TASK OBJECTIVE:
I need all the entries repeated exactly as written.

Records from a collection
• • •
PR #292, opened 2026-05-07
Implementation of WithPluginRegistrationTimeout option

egorikas:
On a busy Kubernetes node, NRI plugin startup races against the runtime and loses. The plugin-side `DefaultRegistrationTimeout` is hardcoded at 5s with no override, while the runtime-side `plugin_registration_timeout` is operator-configurable (we set it to 10s in Uber env). 

When the plugin's 5s timer fires first. It gives up and closes its end of the ttrpc connection. Then the runtime finally accepts the connection. It reads the buffered register frame, which succeeds against stale state. The next call, Configure, returns `ttrpc.ErrClosed` right away because the plugin's side is already gone. The user sees `failed to register with NRI/Runtime: ttrpc: closed`. That hides the real cause: registration timed out before the runtime got to it.

The error made a lot of confusion for me. And in this PR I mirror the internal patch we did.

### DIFF
--- a/pkg/stub/stub.go
+++ b/pkg/stub/stub.go
@@ -283,6 +283,15 @@ func WithLogger(logger nrilog.Logger) Option {
 	}
 }
 
+// WithPluginRegistrationTimeout overrides the plugin's registration timeout
+// (default DefaultRegistrationTimeout, 5s).
+func WithPluginRegistrationTimeout(d time.Duration) Option {
+	return func(s *stub) error {
+		s.registrationTimeout = d
+		return nil
+	}
+}
+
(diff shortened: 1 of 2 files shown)


egorikas:
We've been testing this change on our prod for a month now, and it showed dramatic improvement in the plugin registration failures (we also bumped the containerd-side registration timeout as well). 

A review, anyone? That's a Uber-scale tested fix :)

egorikas:
Hey @samuelkarp! Sorry for pinging you directly, but I've noticed that you've reviewed some PRs in the past. Would you mind taking a look at this small bug fix I'm proposing?

PR #8, opened 2021-08-19
Improvements

jordeu:
- Update to latest Tower API
- Use GNU style CLI options
- Refactor to use annotations to add subcommands
- Add top level options
- Add x-ray option to show request/response data and headers at stderr


pditommaso (approved):
Ok, I went in auto-approval mode

PR #24, opened 2021-09-29
Task 18 / Health Check

grananda:


src/main/java/io/seqera/tower/cli/responses/HealthCheckResponse.java
```diff
@@ -0,0 +1,34 @@
...
+        this.credentialsCheck = credentialsCheck;
+    }
+
+    @Override
+    public void toString(PrintWriter out) {
+        String ok = ansi("@|fg(green) OK|@");
+        String fail = ansi("@|fg(red) FAILED|@");
+        String undefined = ansi("@|fg(yellow) UNDEFINED|@");
+
+        out.println(ansi("    @|bold,fg(yellow) System health status|@"));
```
jordeu, line 25: Prefix it with a `%n` to leave the first line empty (like other responses)

src/main/java/io/seqera/tower/cli/commands/HealthCheckCmd.java
```diff
@@ -0,0 +1,49 @@
...
+        name = "health",
+        description = "Checks system health status"
+)
+public class HealthCheckCmd extends AbstractRootCmd {
+    @Override
+    protected Response exec() throws ApiException, IOException {
+        int connectionCheck = 1;
+        int versionCheck = -1;
+        int credentialsCheck = -1;
+        int requiredApiVersion = 160;
```
jordeu, line 21: Add the VersionProvider to get the minimum required API version. It can be accessed like this: `app().spec.versionProvider()`. 
http://github.com/seqeralabs/tower-cli/blob/8562434d079f34e7fe756301b06d57e7c734c526/src/main/java/io/seqera/tower/cli/utils/VersionProvider.java#L7-L15

jordeu: You'll need to add a new `getAPIVersion` method at the `VersionProvider`.

src/main/java/io/seqera/tower/cli/commands/HealthCheckCmd.java
```diff
@@ -0,0 +1,49 @@
...
+
+        try {
+            ServiceInfoResponse infoResponse = api().info();
+
+            if (infoResponse.getServiceInfo() != null && infoResponse.getServiceInfo().getApiVersion() != null) {
+                versionCheck = 0;
+                if (Integer.parseInt(infoResponse.getServiceInfo().getApiVersion().replace(".", "")) >= requiredApiVersion) {
```
jordeu, line 28: Consider using `ModuleDescriptor.Version` to compare the versions. 
https://docs.oracle.com/javase/9/docs/api/java/lang/module/ModuleDescriptor.Version.html

src/main/java/io/seqera/tower/cli/responses/HealthCheckResponse.java
```diff
@@ -0,0 +1,34 @@
...
+
+        TableList table = new TableList(out, 2);
+        table.setPrefix("    ");
+        table.addRow("Remote API server connection check", connectionCheck == 1 ? ok: connectionCheck == 0 ? fail: undefined);
+        table.addRow("Tower API version check", versionCheck == 1 ? ok: versionCheck == 0 ? fail: undefined);
+        table.addRow("Authentication API credential's token", credentialsCheck == 1 ? ok: credentialsCheck == 0 ? fail: undefined);
+        table.print();
```
jordeu, line 32: Below the table it will be interesting to show one or multiple messages when some of the checks fail. For example:

- Tower API URL https://tower.nf it is not available (did you mean https://tower.nf/api?)
- Tower API version is 1.5.1 while the minimum required version to be fully compatible is 1.6
- Review that your current access token is valid and active.

src/main/java/io/seqera/tower/cli/responses/HealthCheckResponse.java
```diff
@@ -0,0 +1,34 @@
+package io.seqera.tower.cli.responses;
+
+import io.seqera.tower.cli.utils.TableList;
+
+import java.io.PrintWriter;
+
+public class HealthCheckResponse extends Response{
```
jordeu, line 7: To use this command inside a bash script, it's interesting to return an `exitCode` equal to -1 when there is at least one fail (otherwise return a zero).

Currently it is not possible to set the exit code of a response, but we can add a `getExitCode` method to the abstract class `Response` that by default returns a zero and override it here.

jordeu (changes requested):

src/main/java/io/seqera/tower/cli/commands/HealthCheckCmd.java
grananda: Sorry, forgot that one!

jordeu (approved):

PR #26, opened 2021-10-05
Task 25 / Add action command

grananda:


jordeu:
Maybe for now it make sense, because this is what we have at API level:
```
class CreateActionRequest {

    String name
    Action.Source source
    WorkflowLaunchRequest launch

}
```
So even if the github action has configuration:
```
class GithubActionConfig implements Action.ConfigType {
    List<String> events

    @Override
    String getDiscriminator() {
        return Action.Source.github.toString()
    }
}
```
we are just harcoding it to only add "push" events and we cannot set the action configuration using the current API.

When proposing to use subcommands like `towr actions create github ...` and `towr actions create tower ...` instead of `towr actions create --source [github/tower] ...` I was thinking more in a future when we will have more types of actions (for example [S3 events](https://docs.aws.amazon.com/AmazonS3/latest/userguide/NotificationHowTo.html) or similar) with different configurations.

Maybe @pditommaso  @mbosio85 can help us decide if it is worth it to use the subcommand approach right now or we don't expect to have more actions types in a near future so we can go on with `towr actions create --source ...`  approach (notice that with this approach in a future if we have more types with different configurations we'll need to break CLI backwards compatibility to add them).

jordeu (changes requested):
• • •
OUTPUT OF THE EXERCISE:
PR #292, opened 2026-05-07
Implementation of WithPluginRegistrationTimeout option

egorikas:
On a busy Kubernetes node, NRI plugin startup races against the runtime and loses. The plugin-side `DefaultRegistrationTimeout` is hardcoded at 5s with no override, while the runtime-side `plugin_registration_timeout` is operator-configurable (we set it to 10s in Uber env). 

When the plugin's 5s timer fires first. It gives up and closes its end of the ttrpc connection. Then the runtime finally accepts the connection. It reads the buffered register frame, which succeeds against stale state. The next call, Configure, returns `ttrpc.ErrClosed` right away because the plugin's side is already gone. The user sees `failed to register with NRI/Runtime: ttrpc: closed`. That hides the real cause: registration timed out before the runtime got to it.

The error made a lot of confusion for me. And in this PR I mirror the internal patch we did.

### DIFF
--- a/pkg/stub/stub.go
+++ b/pkg/stub/stub.go
@@ -283,6 +283,15 @@ func WithLogger(logger nrilog.Logger) Option {
 	}
 }
 
+// WithPluginRegistrationTimeout overrides the plugin's registration timeout
+// (default DefaultRegistrationTimeout, 5s).
+func WithPluginRegistrationTimeout(d time.Duration) Option {
+	return func(s *stub) error {
+		s.registrationTimeout = d
+		return nil
+	}
+}
+
(diff shortened: 1 of 2 files shown)


egorikas:
We've been testing this change on our prod for a month now, and it showed dramatic improvement in the plugin registration failures (we also bumped the containerd-side registration timeout as well). 

A review, anyone? That's a Uber-scale tested fix :)

egorikas:
Hey @samuelkarp! Sorry for pinging you directly, but I've noticed that you've reviewed some PRs in the past. Would you mind taking a look at this small bug fix I'm proposing?

PR #8, opened 2021-08-19
Improvements

jordeu:
- Update to latest Tower API
- Use GNU style CLI options
- Refactor to use annotations to add subcommands
- Add top level options
- Add x-ray option to show request/response data and headers at stderr


pditommaso (approved):
Ok, I went in auto-approval mode

PR #24, opened 2021-09-29
Task 18 / Health Check

grananda:


src/main/java/io/seqera/tower/cli/responses/HealthCheckResponse.java
```diff
@@ -0,0 +1,34 @@
...
+        this.credentialsCheck = credentialsCheck;
+    }
+
+    @Override
+    public void toString(PrintWriter out) {
+        String ok = ansi("@|fg(green) OK|@");
+        String fail = ansi("@|fg(red) FAILED|@");
+        String undefined = ansi("@|fg(yellow) UNDEFINED|@");
+
+        out.println(ansi("    @|bold,fg(yellow) System health status|@"));
```
jordeu, line 25: Prefix it with a `%n` to leave the first line empty (like other responses)

src/main/java/io/seqera/tower/cli/commands/HealthCheckCmd.java
```diff
@@ -0,0 +1,49 @@
...
+        name = "health",
+        description = "Checks system health status"
+)
+public class HealthCheckCmd extends AbstractRootCmd {
+    @Override
+    protected Response exec() throws ApiException, IOException {
+        int connectionCheck = 1;
+        int versionCheck = -1;
+        int credentialsCheck = -1;
+        int requiredApiVersion = 160;
```
jordeu, line 21: Add the VersionProvider to get the minimum required API version. It can be accessed like this: `app().spec.versionProvider()`. 
http://github.com/seqeralabs/tower-cli/blob/8562434d079f34e7fe756301b06d57e7c734c526/src/main/java/io/seqera/tower/cli/utils/VersionProvider.java#L7-L15

jordeu: You'll need to add a new `getAPIVersion` method at the `VersionProvider`.

src/main/java/io/seqera/tower/cli/commands/HealthCheckCmd.java
```diff
@@ -0,0 +1,49 @@
...
+
+        try {
+            ServiceInfoResponse infoResponse = api().info();
+
+            if (infoResponse.getServiceInfo() != null && infoResponse.getServiceInfo().getApiVersion() != null) {
+                versionCheck = 0;
+                if (Integer.parseInt(infoResponse.getServiceInfo().getApiVersion().replace(".", "")) >= requiredApiVersion) {
```
jordeu, line 28: Consider using `ModuleDescriptor.Version` to compare the versions. 
https://docs.oracle.com/javase/9/docs/api/java/lang/module/ModuleDescriptor.Version.html

src/main/java/io/seqera/tower/cli/responses/HealthCheckResponse.java
```diff
@@ -0,0 +1,34 @@
...
+
+        TableList table = new TableList(out, 2);
+        table.setPrefix("    ");
+        table.addRow("Remote API server connection check", connectionCheck == 1 ? ok: connectionCheck == 0 ? fail: undefined);
+        table.addRow("Tower API version check", versionCheck == 1 ? ok: versionCheck == 0 ? fail: undefined);
+        table.addRow("Authentication API credential's token", credentialsCheck == 1 ? ok: credentialsCheck == 0 ? fail: undefined);
+        table.print();
```
jordeu, line 32: Below the table it will be interesting to show one or multiple messages when some of the checks fail. For example:

- Tower API URL https://tower.nf it is not available (did you mean https://tower.nf/api?)
- Tower API version is 1.5.1 while the minimum required version to be fully compatible is 1.6
- Review that your current access token is valid and active.

src/main/java/io/seqera/tower/cli/responses/HealthCheckResponse.java
```diff
@@ -0,0 +1,34 @@
+package io.seqera.tower.cli.responses;
+
+import io.seqera.tower.cli.utils.TableList;
+
+import java.io.PrintWriter;
+
+public class HealthCheckResponse extends Response{
```
jordeu, line 7: To use this command inside a bash script, it's interesting to return an `exitCode` equal to -1 when there is at least one fail (otherwise return a zero).

Currently it is not possible to set the exit code of a response, but we can add a `getExitCode` method to the abstract class `Response` that by default returns a zero and override it here.

jordeu (changes requested):

src/main/java/io/seqera/tower/cli/commands/HealthCheckCmd.java
grananda: Sorry, forgot that one!

jordeu (approved):

PR #26, opened 2021-10-05
Task 25 / Add action command

grananda:


jordeu:
Maybe for now it make sense, because this is what we have at API level:
```
class CreateActionRequest {

    String name
    Action.Source source
    WorkflowLaunchRequest launch

}
```
So even if the github action has configuration:
```
class GithubActionConfig implements Action.ConfigType {
    List<String> events

    @Override
    String getDiscriminator() {
        return Action.Source.github.toString()
    }
}
```
we are just harcoding it to only add "push" events and we cannot set the action configuration using the current API.

When proposing to use subcommands like `towr actions create github ...` and `towr actions create tower ...` instead of `towr actions create --source [github/tower] ...` I was thinking more in a future when we will have more types of actions (for example [S3 events](https://docs.aws.amazon.com/AmazonS3/latest/userguide/NotificationHowTo.html) or similar) with different configurations.

Maybe @pditommaso  @mbosio85 can help us decide if it is worth it to use the subcommand approach right now or we don't expect to have more actions types in a near future so we can go on with `towr actions create --source ...`  approach (notice that with this approach in a future if we have more types with different configurations we'll need to break CLI backwards compatibility to add them).

jordeu (changes requested):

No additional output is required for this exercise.